Re-run this every three months. A single reading tells you where you stand; four readings tell you whether things are improving. The trend matters more than any individual snapshot.

What this doesn't capture

The score is a composite of the inputs you provide. Life context — job security, family obligations, health, housing — doesn't appear in the math but shapes the real picture. Use the number as a prompt, not a verdict.

Where to go next

This calculation rarely sits alone in a planning exercise. If you're running these numbers, you'll probably also want the mrr calculator, the saas ltv cac ratio calculator, and the customer churn cost calculator — each one answers a different question in the same territory. Treating them as a set rather than in isolation usually produces a more honest picture.

Worked example

A SaaS platform records 75,000 in monthly revenue across 3,000 active users. The calculator returns an ARPU of 25.00 per month, or 300.00 annualised. Three months later, the same platform reports 82,500 in revenue but now has 3,500 active users. The new ARPU is 23.57 per month — a decline of 5.7%. The revenue grew, but the user base grew faster, diluting the per-user average. This prompts questions: Are new users converting at a lower price point? Has the product mix shifted toward lower-tier plans? Or is growth outpacing monetisation? The trend signals where to focus next.

Common scenarios where ARPU matters

  • Comparing two subscription tiers to see which generates more revenue per user
  • Tracking whether price increases or new feature bundles improve revenue per user
  • Assessing the health of a freemium product by segmenting ARPU for paid versus free users
  • Evaluating geographic or regional performance — different markets often show different ARPU patterns
  • Monitoring the effect of customer acquisition campaigns on the quality of new users

What the result shows and does not show

ARPU shows the arithmetic average revenue contribution of each active user in a given period. It does not show revenue distribution — some users may pay 10 times more than others. It does not account for customer acquisition cost, lifetime value, churn rate, or operational expense. A high ARPU does not imply profitability. A rising ARPU does not indicate product-market fit on its own. Use ARPU as one lens among several, not as a standalone health indicator.

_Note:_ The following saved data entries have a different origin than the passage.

PR #3139, opened 2026-08-22
fix: per-episode rating from addon metadata is never parsed

### LINKED ISSUE #3129: [Bug]: Per-episode "rating" from addon metadata is never parsed
### Pre-flight checks

### App version / commit

0.8.7

### Install method

GitHub Release APK

### Platform

Android emulator

### Device model

LDPlayer 9

### Android version

Android 9

### Player mode

Internal player

### Area (tag)

Other

### Bug description

Filing this on Android TV because NuvioMedia/NuvioWeb#690 was closed with:

> Adding this fallback in Web alone would make the two platforms show different results
> when that service is unavailable or differs. For that reason, we can't accept this as a
> Web-only fix. Supporting addon-provided episode ratings would need to be a coordinated
> cross-platform contract and UX change, with Android TV updated first or alongside Web.

That is what this issue is for.

`VideoDto` has no field for `rating`, so the value never survives deserialization:

```kotlin
// data/remote/dto/MetaResponseDto.kt:77-91
data class VideoDto(
    @Json(name = "id") val id: String,
    @Json(name = "name") val name: String? = null,
    @Json(name = "title") val title: String? = null,
    @Json(name = "released") val released: String? = null,
    @Json(name = "thumbnail") val thumbnail: String? = null,
    @Json(name = "streams") val streams: List<StreamDto>? = null,
    @Json(name = "season") val season: Int? = null,
    @Json(name = "episode") val episode: Int? = null,
    @Json(name = "number") val number: Int? = null,
    @Json(name = "overview") val overview: String? = null,
    @Json(name = "description") val description: String? = null,
    @Json(name = "runtime") val runtime: String? = null,
    @Json(name = "available") val available: Boolean? = null
)
```

`rating` is the field the Stremio meta object uses for per-episode ratings, and Cinemeta
populates it (all 67 videos on Breaking Bad, `tt0903747`). Because it is dropped here,
episode ratings can only come from `ImdbEpisodeRatingsRepository`, which needs an IMDb or
TMDB id.

That covers most series, so the gap is invisible until an addon uses its own ids.
`MetaDetailsViewModel` then resolves neither id, sets `episodeImdbRatings = emptyMap()`,
and two things go blank even though the addon sent a rating for every episode:

- every episode card shows no rating
- the **Ratings** tab shows "Episode ratings are unavailable." (`R.string.ratings_unavailable`)

### Steps to reproduce

1. Install Nuvio TV.
2. Add an addon that uses its own ids and provides per-episode ratings.
   I used One Pace Premium: https://stremio-addons.net/addons/one-pace-rd
3. Open any series from that addon.
4. Open a season's episode list -> no rating on any episode card.
5. Open the Ratings tab -> "Episode ratings are unavailable."
6. Compare against the addon's meta response, which has a "rating" value on
   every entry in meta.videos[].

### Expected behavior

Episode cards and the Ratings tab show the rating the addon provided in
meta.videos[].rating when the external episode-ratings service has no value.

### Actual behavior

No rating on any episode card, and the Ratings tab reports them as unavailable. VideoDto
has no rating field, so the value is discarded at deserialization and there is nothing to
fall back to when ImdbEpisodeRatingsRepository returns an empty map.

### Frequency

Always

### Did this work before?

No, it never worked

### Media details (optional)

_No response_

```shell

```

### Anything else? (optional)

**Suggested fix** — four edits, no UX change:

```kotlin
// 1. data/remote/dto/MetaResponseDto.kt - VideoDto
@Json(name = "rating") val rating: String? = null,

// 2. domain/model/Meta.kt - Video
val rating: Double? = null,

// 3. data/mapper/MetaMapper.kt - VideoDto.toDomain()
rating = rating?.trim()?.toDoubleOrNull()?.takeIf { it > 0.0 },

// 4. MetaDetailsViewModel - seed the map the UI already reads
val addonRatings = meta.videos.mapNotNull { v ->
    val s = v.season ?: return@mapNotNull null
    val e = v.episode ?: return@mapNotNull null
    val r = v.rating ?: return@mapNotNull null
    (s to e) to r
}.toMap()

// where neither id resolves: use addonRatings instead of emptyMap(),
// and only set ratings_unavailable when addonRatings is empty as well
// otherwise:                   episodeImdbRatings = addonRatings + ratings
```

`rating` is a `String?` on the DTO to match how `runtime` is already handled, then parsed
in the mapper.

**Seeding the map rather than patching a call site** means both places that show a rating
are covered by one change — the episode cards and the Ratings tab both read
`episodeImdbRatings`, so fixing only the card would leave the tab saying
"Episode ratings are unavailable."

**The ratings repository always wins.** `addonRatings + ratings` lets the right side
override, so any episode the service covers keeps showing exactly what it shows today.
The addon value is only visible where the service returned nothing.

**Nothing extra is needed for unrated series.** Cinemeta sends `"rating": "0"` when it has
no data — all 70 videos on Stranger Things (`tt4574334`). `EpisodeCard` already guards with
`imdbRating?.takeIf { it > 0.0 }` (`EpisodesSection.kt:494`), and the `takeIf` in the mapper
keeps a zero out of the model, matching what `ImdbEpisodeRatingsRepository.toRatingsMap()`
already does with `voteAverage`.

**No UX change.** Both the badge and the Ratings tab already exist and already render
whenever the repository has values. This only fills them when it has none.

**On the cross-platform contract.** Worth noting the platforms already differ here: Web's
`toEpisodeEntry()` accepts an addon-supplied per-episode rating under four keys
(`imdbRating`, `imdb_score`, `ratings.imdb`, `mdbListRatings.imdb`), while Android accepts
none. NuvioMedia/NuvioWeb#690 was not asking for a new contract on Web so much as the one spelling Cinemeta
actually uses. Landing it on Android is what would make the two match.

**Happy to do this as a coordinated set.** I have the equivalent change written for all
four clients and built and verified on Desktop (screenshots in
NuvioMedia/NuvioDesktop#392). If you want it, I can open matching PRs on NuvioTV,
NuvioMobile, NuvioDesktop and NuvioWeb together so no platform is left diverging at any
point — or just this one first, whichever you prefer.

6ip:
## Summary

`VideoDto` has no field for `rating`, so a per-episode rating sent by a metadata addon is dropped at deserialization. This adds it, parses it in `MetaMapper`, and seeds `episodeImdbRatings` from `meta.videos` so both the episode cards and the Ratings tab can use it.

## PR type

- [x] Critical bug fix

## Why

Cinemeta and the TMDB addon both send `rating` on `meta.videos[]`. Because `VideoDto` never declares it, the value is discarded and episode ratings can only come from `ImdbEpisodeRatingsRepository`, which needs an IMDb or TMDB id.

That covers most series, so the gap only appears with addons that use their own ids. `MetaDetailsViewModel` resolves neither id, sets `episodeImdbRatings = emptyMap()`, and two things go blank even though the addon sent a rating for every episode: the episode cards, and the Ratings tab, which shows "Episode ratings are unavailable."

Discussed in #3129, where the change was reviewed favourably.

## Issue or approval

Fixes #3129

Worth flagging honestly: this template offers "Translation/localization only" or "Critical bug fix", and neither is an exact fit — the change adds a nullable field so existing addon data reaches the UI. I have ticked the closer of the two and am happy to change it, split it, or hold it if you would rather categorise it differently.

## Reproduction steps

1. Install NuvioTV 0.8.7 from GitHub Releases.
2. Add an addon that uses its own ids and provides per-episode ratings. I used One Pace Premium: https://stremio-addons.net/addons/one-pace-rd
3. Open any series from that addon and open a season's episode list.
4. No rating on any episode card.
5. Open the Ratings tab — "Episode ratings are unavailable."
6. Compare against the addon's meta response, which has a `rating` on every entry in `meta.videos[]`.

## UI / behavior impact

The rating badge and the Ratings tab already exist and already render whenever the repository returns values. This only fills them when it returns none, so no layout changes.

## Policy check

## Scope boundaries

Four files. Deliberately not included:

- No change to `ImdbEpisodeRatingsRepository` or to how the series graph is called. It keeps priority: `addonRatings + ratings` lets the right side override, so any episode the repository covers is unaffected.
- No new UI, no layout or styling changes.
- No change to how ratings are formatted. `%.1f` in both places already rounds the three-decimal values TMDB sends, so `8.519` shows as `8.5`.
- The same defect is on NuvioDesktop (NuvioMedia/NuvioDesktop#443, open), NuvioWeb (NuvioMedia/NuvioWeb#690) and NuvioMobile. Nothing here depends on those.

## Testing

Built with `:app:assembleFullDebug` and installed on LDPlayer 9 (Android 9), alongside the 0.8.7 release APK for the before/after.

- An addon using its own ids — cards blank and Ratings tab unavailable before; both populated after.
- Breaking Bad — ratings from Cinemeta's `meta.videos[].rating`. Note a debug build has no rating API URLs, so the repository returns nothing and these come from the addon.
- Unrated series are unaffected: `"0"`, `"0.0"`, `"0.000"`, `"-1"`, `""` and a missing field are all dropped by `takeIf { it > 0.0 }` in the mapper and never enter the map.
- `compileFullDebugKotlin` passes with no new warnings.

I checked metadata display only, not playback.

## Screenshots / Video

Before, on the 0.8.7 release APK. One Pace Premium sends a `rating` for every episode; the cards are blank and the Ratings tab reports them unavailable:

Image

After, same addon on a build with the change:

Image

Stranger Things on the patched build. Cinemeta sends `"rating": "0"` for all 70 of its videos and the existing `takeIf { it > 0.0 }` keeps them blank, so series without ratings are unchanged:

Screenshot_20260822-153752

## Breaking changes

None. `rating` is a new nullable field with a default, and the addon value is only read where the repository returned nothing.

## Linked issues

Fixes #3129

### DIFF
--- a/app/src/main/java/com/nuvio/tv/data/mapper/MetaMapper.kt
+++ b/app/src/main/java/com/nuvio/tv/data/mapper/MetaMapper.kt
@@ -75,6 +75,7 @@ fun VideoDto.toDomain(episodeLabel: String = "Episode"): Video {
         episode = episode ?: number,
         overview = overview ?: description,
         runtime = parseEpisodeRuntimeMinutes(runtime),
+        rating = rating?.trim()?.toDoubleOrNull()?.takeIf { it > 0.0 },
         available = available
     )
 }
--- a/app/src/main/java/com/nuvio/tv/data/remote/dto/MetaResponseDto.kt
+++ b/app/src/main/java/com/nuvio/tv/data/remote/dto/MetaResponseDto.kt
@@ -87,6 +87,7 @@ data class VideoDto(
     @Json(name = "overview") val overview: String? = null,
     @Json(name = "description") val description: String? = null,
     @Json(name = "runtime") val runtime: String? = null,
+    @Json(name = "rating") val rating: String? = null,
     @Json(name = "available") val available: Boolean? = null
 )
 
--- a/app/src/main/java/com/nuvio/tv/domain/model/Meta.kt
+++ b/app/src/main/java/com/nuvio/tv/domain/model/Meta.kt
@@ -181,6 +181,8 @@ data class Video(
     val episode: Int?,
     val overview: String?,
     val runtime: Int? = null, // episode runtime in minutes
+    /** Per-episode rating supplied by the addon, when it provides one. */
+    val rating: Double? = null,
     val available: Boolean? = null
 )
 
--- a/app/src/main/java/com/nuvio/tv/ui/screens/detail/MetaDetailsViewModel.kt
+++ b/app/src/main/java/com/nuvio/tv/ui/screens/detail/MetaDetailsViewModel.kt
@@ -1343,6 +1343,15 @@ class MetaDetailsViewModel @Inject constructor(
                 )
             }
 
+            // Ratings the addon supplied on meta.videos[].rating. The repository below
+            // still wins wherever it has an entry.
+            val addonRatings: Map<Pair<Int, Int>, Double> = meta.videos.mapNotNull { video ->
+                val season = video.season ?: return@mapNotNull null
+                val episode = video.episode ?: return@mapNotNull null
+                val rating = video.rating ?: return@mapNotNull null
+                (season to episode) to rating
+            }.toMap()
+
             try {
                 val tmdbContentType = resolveTmdbContentType(meta)
                 if (tmdbContentType !in listOf(ContentType.SERIES, ContentType.TV)) {
@@ -1368,9 +1377,13 @@ class MetaDetailsViewModel @Inject constructor(
                             state
                         } else {
                             state.copy(
-                                episodeImdbRatings = emptyMap(),
+                                episodeImdbRatings = addonRatings,
                                 isEpisodeRatingsLoading = false,
-                                episodeRatingsError = localizedContext.getString(R.string.ratings_unavailable)
+                                episodeRatingsError = if (addonRatings.isEmpty()) {
+                                    localizedContext.getString(R.string.ratings_unavailable)
+                                } else {
+                                    null
+                                }
                             )
                         }
                     }
@@ -1387,7 +1400,7 @@ class MetaDetailsViewModel @Inject constructor(
                         state
                     } else {
                         state.copy(
-                            episodeImdbRatings = ratings,
+                            episodeImdbRatings = addonRatings + ratings,
                             isEpisodeRatingsLoading = false,
                             episodeRatingsError = null
                         )
--- a/app/src/main/java/com/nuvio/tv/ui/screens/detail/MetaDetailsViewModel.kt
+++ b/app/src/main/java/com/nuvio/tv/ui/screens/detail/MetaDetailsViewModel.kt
@@ -1357,7 +1357,7 @@ class MetaDetailsViewModel @Inject constructor(
                 if (tmdbContentType !in listOf(ContentType.SERIES, ContentType.TV)) {
                     _uiState.update {
                         it.copy(
-                            episodeImdbRatings = emptyMap(),
+                            episodeImdbRatings = addonRatings,
                             isEpisodeRatingsLoading = false,
                             episodeRatingsError = null
                         )
@@ -1415,9 +1415,13 @@ class MetaDetailsViewModel @Inject constructor(
                         state
                     } else {
                         state.copy(
-                            episodeImdbRatings = emptyMap(),
+                            episodeImdbRatings = addonRatings,
                             isEpisodeRatingsLoading = false,
-                            episodeRatingsError = localizedContext.getString(R.string.ratings_load_error)
+                            episodeRatingsError = if (addonRatings.isEmpty()) {
+                                localizedContext.getString(R.string.ratings_load_error)
+                            } else {
+                                null
+                            }
                         )
                     }
                 }


skoruppa:
Thanks for the PR. Will you create similar one for the mobile client?

6ip:
Yes, I will open one for mobile today. The change is ready and tested locally, I just wanted to see how this one went first.

Where the other clients stand:

- **Desktop** — issue NuvioMedia/NuvioDesktop#392 and PR NuvioMedia/NuvioDesktop#443, both opened yesterday. Same fix, three files.
- **Web** — same change, and there it also fills the Ratings tab, which otherwise says "Ratings not available". Ready but not opened yet: NuvioMedia/NuvioWeb#690 was closed asking for Android TV to land first or alongside, so I held it.
- **Mobile** — tested locally, issue and PR coming in a few hours.

I'll tag you on the mobile one. I'm also `ur.e` on Discord if that's easier for anything.
Thanks for considering @skoruppa

skoruppa:
The catch block still sets episodeImdbRatings = emptyMap(). Since we now fall back to addonRatings when TMDB/IMDB IDs are missing, shouldn't we do the same here? A transient network error would wipe out perfectly valid addon ratings that we already have in hand

6ip:
you're right. `addonRatings` is built before the `try` and doesn't touch the network, so losing it because the series graph call failed is just throwing away data we already had.

Fixed: the catch keeps the addon ratings now, and only shows the error when there's genuinely nothing left to display.

While I was in there I found the same thing one branch up — the early return for `tmdbContentType !in listOf(SERIES, TV)` also sits inside the `try` and was discarding them the same way. Changed that one too. Every exit now either falls back to the addon ratings or hasn't parsed them yet.

Desktop and mobile don't have this problem by the way, they read `episodeRatings[it] ?: episode.rating` at the card instead of seeding a map, so an empty map still shows the addon value.

Thanks for the review.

For educational illustration

This calculator models the relationship between revenue and active user count. The output is an estimate for planning and analysis only, not a forecast or guarantee of future performance.

Example Scenario

With £50,000 in monthly revenue and 2,500 active users, your ARPU is 20.00 per user.

Inputs

Monthly Revenue:£50,000
Active Users:2,500
Expected Result20.00

This example uses typical values for illustration. Adjust the inputs above to match a specific situation and see how the result changes.

Sources & Methodology

Methodology

The calculator computes Average Revenue Per User (ARPU) by dividing total monthly revenue by the number of active users during that period. This yields the average revenue generated per user, expressed in your currency per user per month. The model treats revenue and user count as fixed values for the calculation period and assumes all users contribute equally to revenue on average. It does not account for revenue variance across user segments, churn during the period, one-time transactions, subscription tier differences, or the timing of revenue recognition. The result represents a snapshot metric and should be interpreted alongside other performance indicators such as customer lifetime value, churn rate, and growth trajectory to build a fuller picture of subscription or user-based business health.

Frequently Asked Questions

Monthly or annual?
Monthly standard. Annualised = ARPU × 12. Annual figure useful for lifetime value calculations.
Active vs total users?
Active users only (30-day actives or paying). Dormant accounts distort ARPU downward misleadingly.
Segment by tier?
Yes — overall ARPU hides tiers. Enterprise customers 500+/mo, SMB 50/mo, freemium 0. Segment analysis more useful.
Rising ARPU target?
Up is good. Typically 3-10% annual increase via upsell, price rises, feature tier adjustments.